How does this work? The key idea is for the controlling device, or controller (such as a laptop or smartphone), to establish a secure connection to the device being controlled. Since the controlled device accepts only one controller at a time, a controller knows that there are no other controllers connected. Therefore, the controller can tell the user to press a button labeled “Confirm Connection,” which tells the device that it can trust the host and accept commands from it.

The Formal State Machine

Device starts in ready to provision state.
User uses the hosts camera to scan a QR code on the device. On error, go to step 1.
Host makes secure connection with device. This fails if there is a different host’s key stored in non-volatile memory. In this case, user must use reset to return device to step 1.
Device stores the host’s long-term key in non-volatile memory.
The host displays that it is securely connected and directs the user to press the “add controller” button on the device.
User presses “add controller” button on device to confirm.
Device marks the host long-term key as trusted.

Device Side

The device either has zero or one long-term host keys stored in its non-volatile memory. The host key may either be trusted (able to send commands to the device) or untrusted (not able to send commands). A device with no host key stored will store the host key of the first host that connects, but MUST NOT mark it as trusted until the user presses a button on the device. Otherwise, any host could take control of the device. If the device has a stored host key, it MUST NOT accept connections from any host with a different key. Otherwise, another host could connect to the device before the user presses the “Confirm Connection” button. However, it MUST accept connections from a host with the same key, ensuring that an interrupted connection can always be resumed. A device MUST NOT accept commands from a host with a key that is not marked as trusted, as any host can connect to a device if no other host has connected already.

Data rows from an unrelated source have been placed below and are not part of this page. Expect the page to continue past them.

PR #4481, opened 2022-12-02
Update link styles

tombye:
Updates the links using the new link styles:
- [pull request explaining their design](https://github.com/alphagov/govuk-frontend/pull/2183)
- [release note explaining the new classes and Sass mixins you can use to implement them](https://github.com/alphagov/govuk-frontend/releases/tag/v3.12.0)

Story: https://trello.com/c/jDtuwHih/116-change-links-in-admin-app-to-new-design-system-style

The old style changed colour on hover. The new one thickens the underline so doesn't rely on colour (which is a WCAG win[^1])

This 'just works' for any normal links, like in our guidance, but we have quite a few custom links so the majority of these changes are making them work.

## Our custom links

|Example|Description|Notes on changes|
|---|---|---|
|image|Navigation links, including the different side navigations but also the service navigation at the top of pages|Uses the `govuk-link--no-underline` class provided as part of the new styles so we can delete any CSS we wrote to remove underlines by default|
|image|Big number links on the dashboard|Uses the `govuk-link--inverse` class to make them white for all states, except focus, so we could remove CSS we wrote for this. Only the text gets an underline so we needed to turn underlines off for the parent element and use the `govuk-link-decoration` and `govuk-link-hover-decoration` mixins provided as part of the new styles to apply it to the text alone.|
|image|Pill links on dashboardy pages|Same as big numbers. Uses the `govuk-link--underline` class for colour and only the last line of text gets an underline.|
|image|Dashboard big count link|Only the text after the number is underlined so we use the same approach as big numbers and pills, turning it off on the parent element and on for a specific child.|
|image|'Show more' link on dashboard|Was hacked to make the text look like a link when it was a `<span>` so required a rewrite to make it a real link so it could inherit the new styles.|
|image|'Edit' links on letter template page|Used the `govuk-link--inverse` class to make them white for all states, except focus, so could remove CSS we wrote for this.|
|image|Big links on broadcast tour pages|Used the `govuk-link--inverse` class to make them white for all states, except focus, so could remove CSS we wrote for this.|
|image|Links in the blue section of the product page|Used the `govuk-link--inverse` class to make them white for all states, except focus, so could remove CSS we wrote for this. Required some extra CSS sadly, to let the new styles override some existing ones.|

## Other fixes

I also rolled a few other fixes for issues with links spotted along the way:
- changes to the hover colour for our custom 'destructive' links
- fixes for how some links look when clicked in Safari (which doesn't fire a focus event like other browsers so you don't see the focus styles by default)
- removal of some redundant styles for `<details>` elements which interfered with the new styles

## Notes for reviewers

This pull request is made to be reviewed commit by commit. It's all been tested across our browser matrix and in forced-colour mode. The CSS is a bit complex in some places too so it's ok to just review that the changes make sense.

[^1]: [WCAG success criteria 1.4.1](https://www.w3.org/WAI/WCAG21/Understanding/use-of-color.html) states that information shouldn't be conveyed by colour alone.

### DIFF
--- a/app/assets/stylesheets/components/show-more.scss
+++ b/app/assets/stylesheets/components/show-more.scss
@@ -1,40 +1,88 @@
-%show-more,
+// container for the link which
+// - contains the absolutely positioned child pseudo elements
+// - sets text size and so line height
+// - allows alignment and vertical spacing
 .show-more {
-
   @include govuk-font(16);
-  display: block;
-  padding: 0 0;
-  margin: govuk-spacing(3) 0 govuk-spacing(3) 0;
+  position: relative; // contain all
   text-align: center;
-  border-top: 1px solid $govuk-border-colour;
+  margin: govuk-spacing(1) 0 govuk-spacing(5) 0;
+}
+
+.show-more__link {
+
+  // create the separator line the link sits in front of
+  &::before {
+
+    content: "";
+    position: absolute;
+    top: 11px;
+    left: 0;
+    width: 100%;
+    height: 0;
+    border-top: 1px solid $govuk-border-colour;
+
+  }
+
+  // create a click area matching the size of the containing div + 16px extra height
+  &::after {
+
+    content: "";
+    position: absolute;
+    top: govuk-spacing(1) * -1;
+    left: 0;
+    bottom: govuk-spacing(1) * -1;
+    width: 100%;
+
+  }
+
+  // make the link text sit in front of the separator line, with a gap on either side
+  span {
+
+    position: relative; // required for z-index
+    z-index: 1; // place above ::after pseudo-element
+    padding: 0 10px;
+    background: govuk-colour('white');
+
+  }
 
   &:focus {
 
-    border-color: transparent;
-    /* override default focus style to increase top yellow box-shadow */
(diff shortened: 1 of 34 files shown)


quis:
I’ve had a click around the app locally and everything looks good 🥳

app/assets/stylesheets/components/show-more.scss
```diff
@@ -1,40 +1,88 @@
-%show-more,
+// container for the link which
+// - contains the absolutely positioned child pseudo elements
+// - sets text size and so line height
+// - allows alignment and vertical spacing
 .show-more {
```
samuelhwilliams, line 5: With this component, we don't get a thick underlink on the 'Show more' text when hovered, which seems at odds all of the other links in Notify. Should we add this too, or is that an expected exception?

samuelhwilliams: Similarly, it doesn't look like the big-numbers/pills don't have the heavy underline on hover (not obvious but this **is** the hover state - underline cuts through the 'y'):

image

samuelhwilliams (approved):
Have also clicked around and can't see any links without nice new styling 👍 

Styling changes look good to my backend eyes 🎉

Devices MUST allow the user to clear a host key. This SHOULD take the form of a button on the device. This MUST NOT require that the host be present or available, as the host might not be exist anymore, and MUST require physical or otherwise privileged access to the device. The only exception is if allowing one to reuse the device with a different host without authorization would create a specific, exploitable security vulnerability. For instance, an alarm control panel might not consider anyone with physical access to be trusted.

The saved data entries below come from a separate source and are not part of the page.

PR #4483, opened 2022-12-02
Remove custom hover state from tour links

quis:
Originally these made the background of the link slightly lighter.

When we moved to the Design System colour pallette we used the new hover colour, which is a darker blue that clashes with the light blue.

Since we now have the new link styles with a thicker underline on hover we don’t need to differentiate with colour, solving the clashing problem.

— | Before | After
---|---|---
Default | image | image
Hover | image | image


tombye (approved):
The changes look good to me so once CI passes 👍🏻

If the key provided by the host is different than the one the device has stored, the device MUST indicate this in its reply to the host. This allows the host to display a useful error message, such as “Device is already paired to a different host. Please press button ABC to reset the device and connect anyway.” Resetting the device MUST erase any sensitive information that is accessible to the host for security reasons.

Host Side

The host side is simpler. The host obtains the device key and some other information (such as the connection type) by scanning a QR code on the device itself. Hosts MUST prompt the user with the type of connection being used and the type of device that will be connected to before they continue with a connection attempt, unless the host will only be checking if the device has a stored host key.

Open Questions

What should the format of the public key be? What should the format of the protocol messages be? This is just a high-level description, and doesn’t provide any of the details needed for a concrete implementation.
Should devices be required to expose their status via LEDs, or is it sufficient for them to expose their status to any host that asks them?
Should there be mandatory rotation of host and device keys?
What algorithms should be supported?
Should the long-term device key be required to be in a secure hardware module, such as a secure element? This is logical as it is a long-term key, but might create obstacles to adoption.